■ Directions for this task: Work out how many lines in the material beneath contain "module". Give only that number.

■ Provided data:
PR #2659, opened 2017-11-28
Implement CardProcess Gateway

bpollack:
Implement Cardprocess Gateway
    
Furthers ENRG-6967

### DIFF
--- a/lib/active_merchant/billing/gateways/cardprocess.rb
+++ b/lib/active_merchant/billing/gateways/cardprocess.rb
@@ -1,0 +1,254 @@
+module ActiveMerchant #:nodoc:
+  module Billing #:nodoc:
+    class CardprocessGateway < Gateway
+      self.test_url = 'https://test.vr-pay-ecommerce.de/v1/payments'
+      self.live_url = 'https://vr-pay-ecommerce.de/v1/payments'
+
+      self.supported_countries = %w[ BE BG CZ DK DE EE IE ES FR HR IT CY LV LT LU
+                                     MT HU NL AT PL PT RO SI SK FI SE GB IS LI NO
+                                     CH ME MK AL RS TR BA ]
+      self.default_currency = 'EUR'
+      self.supported_cardtypes = [:visa, :master, :american_express, :diners_club, :jcb]
+
+      self.homepage_url = 'https://vr-pay-ecommerce.docs.oppwa.com/'
+      self.display_name = 'CardProcess VR-Pay'
+      self.money_format = :dollars
+
+      STANDARD_ERROR_CODE_MAPPING = {}
+
+      # Creates a new CardProcess Gateway
+      #
+      # The gateway requires a valid login, password, and entity ID
+      # to be passed in the +options+ hash.
+      #
+      # === Options
+      #
+      # * <tt>:user_id</tt> -- The CardProcess user ID
+      # * <tt>:password</tt> -- The CardProcess password
+      # * <tt>:entity_id</tt> -- The CardProcess channel or entity ID for any transactions
+      def initialize(options={})
+        requires!(options, :user_id, :password, :entity_id)
+        super
+        # This variable exists purely to allow remote tests to force error codes;
+        # the lack of a setter despite its usage is intentional.
+        @test_options = {}
+      end
+
+      def purchase(money, payment, options = {})
+        post = {}
+        add_invoice(post, money, options)
+        add_payment(post, payment)
+        add_address(post, payment, options)
+        add_customer_data(post, options)
+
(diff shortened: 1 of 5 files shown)


lib/active_merchant/billing/gateways/cardprocess.rb
```diff
@@ -0,0 +1,252 @@
...
+      #
+      # * <tt>:user_id</tt> -- The CardProcess user ID
+      # * <tt>:password</tt> -- The CardProcess password
+      # * <tt>:entity_id</tt> -- The CardProcess channel or entity ID for any transactions
+      def initialize(options={})
+        requires!(options, :user_id, :password, :entity_id)
+        super
+        # This variable exists purely to allow remote tests to force error codes;
+        # the lack of a setter despite its usage is intentional.
+        @extra_options = {}
```
curiousepic: Maybe name it `@test_options`?

lib/active_merchant/billing/gateways/cardprocess.rb
```diff
@@ -0,0 +1,252 @@
...
+      def void(authorization, _options = {})
+        post = {
+          id: authorization
+        }
+        commit('RV', post)
+      end
+
+      def verify(credit_card, options = {})
+        MultiResponse.run do |r|
+          r.process { authorize(100, credit_card, options) }
```
curiousepic: did we check if they allow auths for 0?

lib/active_merchant/billing/gateways/cardprocess.rb
```diff
@@ -0,0 +1,252 @@
...
+      end
+
+      def purchase(money, payment, options = {})
+        post = {}
+        add_invoice(post, money, options)
+        add_payment(post, payment)
+        add_address(post, payment, options)
+        add_customer_data(post, options)
+
+        commit('DB', post)
```
curiousepic: I might consider mapping these action codes to readable aliases.

lib/active_merchant/billing/gateways/cardprocess.rb
bpollack: Ooh, good idea! I'll change this, although I'll still leave the comment.

lib/active_merchant/billing/gateways/cardprocess.rb
bpollack: I actually originally had that, but it felt a bit weird to me, since each alias was used only once, in the appropriate function, at which point it didn't seem to be getting much. It looked like this, roughly:

```ruby
ACTIONS = {
  purchase: 'DB',
  ...
}

def purchase(...)
  ...
  commit(ACTIONS[:purchase], post)
end
```

I don't have strong opinions on this. If you do, or if you have a different spin that feels less redundant, I'm completely happy to go back to this style.

lib/active_merchant/billing/gateways/cardprocess.rb
bpollack: I didn't, but I will.

bpollack: @curiousepic Okay, they do require a non-zero value, and `1.00` seems to be the lowest value for at least some of the processors, so I think this has to stay as-is, sadly.

lib/active_merchant/billing/gateways/cardprocess.rb
curiousepic: Mostly thinking that often when adding options later, we need to condition on actions, and it would be less confusing then, but NBD.

test/unit/gateways/cardprocess_test.rb
```diff
@@ -0,0 +1,280 @@
...
+
+    assert_equal '8a82944a5fe82704016002caa7cd1513', response.authorization
+    assert_equal 'CP', response.params['paymentType']
+    assert response.test?
+  end
+
+  def test_failed_capture
+    @gateway.expects(:ssl_post).returns(failed_capture_response)
+
+    response = @gateway.capture(@money, '123', @options)
```
deedeelavinder: Looks like `@amount` is what is initialized. `@money` is also used on line 88.

bpollack: Thanks for the catch, @deedeelavinder ! This isn't actually why unit tests were failing (that was because XK isn't a country code AM knows about), but it should be fixed anyway. Updated push coming in a second.

deedeelavinder: @bpollack I didn't dig into why the unit tests were throwing errors -- just noticed the discrepancy between `@money` and `@amount`. Glad the tests are easy to fix.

■ Exercise result: 2